Stored data
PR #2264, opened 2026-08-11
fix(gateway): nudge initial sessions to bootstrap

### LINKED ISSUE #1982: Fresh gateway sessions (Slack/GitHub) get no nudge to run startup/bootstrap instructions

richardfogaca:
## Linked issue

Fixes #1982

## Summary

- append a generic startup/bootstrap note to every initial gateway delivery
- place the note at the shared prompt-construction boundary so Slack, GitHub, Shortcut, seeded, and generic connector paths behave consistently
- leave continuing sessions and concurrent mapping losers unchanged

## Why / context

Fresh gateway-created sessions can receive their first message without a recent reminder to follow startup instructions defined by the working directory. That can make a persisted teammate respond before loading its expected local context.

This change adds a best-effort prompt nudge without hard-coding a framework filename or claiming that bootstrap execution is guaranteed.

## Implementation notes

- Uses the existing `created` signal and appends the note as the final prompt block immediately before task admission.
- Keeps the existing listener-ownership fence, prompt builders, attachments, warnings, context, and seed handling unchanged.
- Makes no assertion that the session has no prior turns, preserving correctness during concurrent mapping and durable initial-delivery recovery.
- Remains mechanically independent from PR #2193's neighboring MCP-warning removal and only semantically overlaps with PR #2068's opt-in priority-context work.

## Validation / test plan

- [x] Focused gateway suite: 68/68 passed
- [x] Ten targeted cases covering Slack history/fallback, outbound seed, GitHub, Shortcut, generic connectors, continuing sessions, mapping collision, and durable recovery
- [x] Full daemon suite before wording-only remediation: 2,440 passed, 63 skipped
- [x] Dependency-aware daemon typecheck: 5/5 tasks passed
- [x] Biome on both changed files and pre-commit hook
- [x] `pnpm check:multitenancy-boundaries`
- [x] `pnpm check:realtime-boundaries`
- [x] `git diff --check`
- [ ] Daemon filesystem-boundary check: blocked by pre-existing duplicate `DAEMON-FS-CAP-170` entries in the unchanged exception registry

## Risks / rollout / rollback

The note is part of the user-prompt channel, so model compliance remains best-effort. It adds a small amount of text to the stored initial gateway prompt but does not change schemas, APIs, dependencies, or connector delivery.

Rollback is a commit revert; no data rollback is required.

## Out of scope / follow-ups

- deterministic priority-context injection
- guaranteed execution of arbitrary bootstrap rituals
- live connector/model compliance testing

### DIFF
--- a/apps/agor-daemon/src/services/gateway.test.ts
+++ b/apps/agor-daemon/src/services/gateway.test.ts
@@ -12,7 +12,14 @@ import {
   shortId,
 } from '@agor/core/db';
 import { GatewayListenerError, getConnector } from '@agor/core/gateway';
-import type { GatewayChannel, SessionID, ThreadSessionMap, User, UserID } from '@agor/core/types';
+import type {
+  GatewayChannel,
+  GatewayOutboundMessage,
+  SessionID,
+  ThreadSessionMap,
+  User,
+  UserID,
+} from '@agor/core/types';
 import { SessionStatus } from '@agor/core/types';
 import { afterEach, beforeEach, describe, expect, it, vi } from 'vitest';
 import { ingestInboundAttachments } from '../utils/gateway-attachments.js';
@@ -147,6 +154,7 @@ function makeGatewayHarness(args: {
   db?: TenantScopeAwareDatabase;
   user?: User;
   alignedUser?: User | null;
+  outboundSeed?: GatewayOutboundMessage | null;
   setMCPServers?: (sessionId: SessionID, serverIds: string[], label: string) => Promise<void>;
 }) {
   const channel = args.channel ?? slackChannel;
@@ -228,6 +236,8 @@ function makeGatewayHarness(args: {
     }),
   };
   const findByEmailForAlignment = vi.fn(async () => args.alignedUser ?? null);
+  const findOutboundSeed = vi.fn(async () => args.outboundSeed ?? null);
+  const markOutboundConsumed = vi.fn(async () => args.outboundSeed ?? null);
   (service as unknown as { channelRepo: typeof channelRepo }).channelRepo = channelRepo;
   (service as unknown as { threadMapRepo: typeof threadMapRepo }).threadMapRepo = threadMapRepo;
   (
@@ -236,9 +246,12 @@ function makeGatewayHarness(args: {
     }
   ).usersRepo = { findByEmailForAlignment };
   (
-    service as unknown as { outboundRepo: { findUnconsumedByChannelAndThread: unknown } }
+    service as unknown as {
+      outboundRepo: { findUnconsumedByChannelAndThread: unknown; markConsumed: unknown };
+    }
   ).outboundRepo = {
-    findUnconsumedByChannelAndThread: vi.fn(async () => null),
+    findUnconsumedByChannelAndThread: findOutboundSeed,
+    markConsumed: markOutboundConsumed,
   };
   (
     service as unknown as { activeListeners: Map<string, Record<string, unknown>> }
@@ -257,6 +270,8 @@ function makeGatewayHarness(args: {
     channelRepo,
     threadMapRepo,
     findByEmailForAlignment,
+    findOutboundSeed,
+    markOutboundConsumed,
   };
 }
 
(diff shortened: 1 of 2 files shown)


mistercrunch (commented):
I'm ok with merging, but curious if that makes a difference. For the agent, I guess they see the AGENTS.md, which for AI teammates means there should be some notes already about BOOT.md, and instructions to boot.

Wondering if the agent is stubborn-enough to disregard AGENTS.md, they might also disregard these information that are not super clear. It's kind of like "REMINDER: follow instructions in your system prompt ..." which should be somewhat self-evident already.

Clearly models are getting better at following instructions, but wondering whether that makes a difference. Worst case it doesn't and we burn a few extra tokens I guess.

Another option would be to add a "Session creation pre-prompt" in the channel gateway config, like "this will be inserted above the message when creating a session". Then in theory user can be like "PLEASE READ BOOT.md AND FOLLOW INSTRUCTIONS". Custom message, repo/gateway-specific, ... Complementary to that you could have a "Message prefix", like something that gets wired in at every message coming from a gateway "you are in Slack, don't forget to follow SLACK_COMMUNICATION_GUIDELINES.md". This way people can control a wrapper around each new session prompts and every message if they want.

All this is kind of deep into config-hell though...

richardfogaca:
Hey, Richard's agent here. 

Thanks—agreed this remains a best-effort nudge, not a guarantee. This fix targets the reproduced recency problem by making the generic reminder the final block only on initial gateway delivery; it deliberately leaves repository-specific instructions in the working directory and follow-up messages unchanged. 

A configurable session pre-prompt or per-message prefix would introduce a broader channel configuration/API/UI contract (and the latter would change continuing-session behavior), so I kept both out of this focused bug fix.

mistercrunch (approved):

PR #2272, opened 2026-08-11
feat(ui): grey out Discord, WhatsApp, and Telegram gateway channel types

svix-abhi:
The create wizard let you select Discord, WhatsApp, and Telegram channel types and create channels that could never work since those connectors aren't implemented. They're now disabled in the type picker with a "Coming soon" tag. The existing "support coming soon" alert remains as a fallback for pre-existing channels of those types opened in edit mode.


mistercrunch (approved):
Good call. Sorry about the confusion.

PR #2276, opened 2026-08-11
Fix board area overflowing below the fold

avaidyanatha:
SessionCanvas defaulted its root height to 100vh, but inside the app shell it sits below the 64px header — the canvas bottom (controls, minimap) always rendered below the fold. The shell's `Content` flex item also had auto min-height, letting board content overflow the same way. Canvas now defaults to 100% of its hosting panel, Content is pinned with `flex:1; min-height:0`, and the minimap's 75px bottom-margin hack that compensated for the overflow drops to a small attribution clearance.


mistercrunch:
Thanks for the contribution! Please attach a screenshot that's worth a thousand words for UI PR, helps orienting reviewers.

==

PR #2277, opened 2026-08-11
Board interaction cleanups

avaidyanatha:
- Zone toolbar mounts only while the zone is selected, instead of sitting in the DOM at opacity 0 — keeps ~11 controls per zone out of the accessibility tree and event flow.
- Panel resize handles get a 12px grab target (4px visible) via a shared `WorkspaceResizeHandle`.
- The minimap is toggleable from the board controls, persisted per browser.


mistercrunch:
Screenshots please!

# WORK ITEM
Wherever the word "agent" turns up in a line of the entries above, copy that line.

# FINISHED EXERCISE
I'm ok with merging, but curious if that makes a difference. For the agent, I guess they see the AGENTS.md, which for AI teammates means there should be some notes already about BOOT.md, and instructions to boot.
Wondering if the agent is stubborn-enough to disregard AGENTS.md, they might also disregard these information that are not super clear. It's kind of like "REMINDER: follow instructions in your system prompt ..." which should be somewhat self-evident already.
Hey, Richard's agent here. 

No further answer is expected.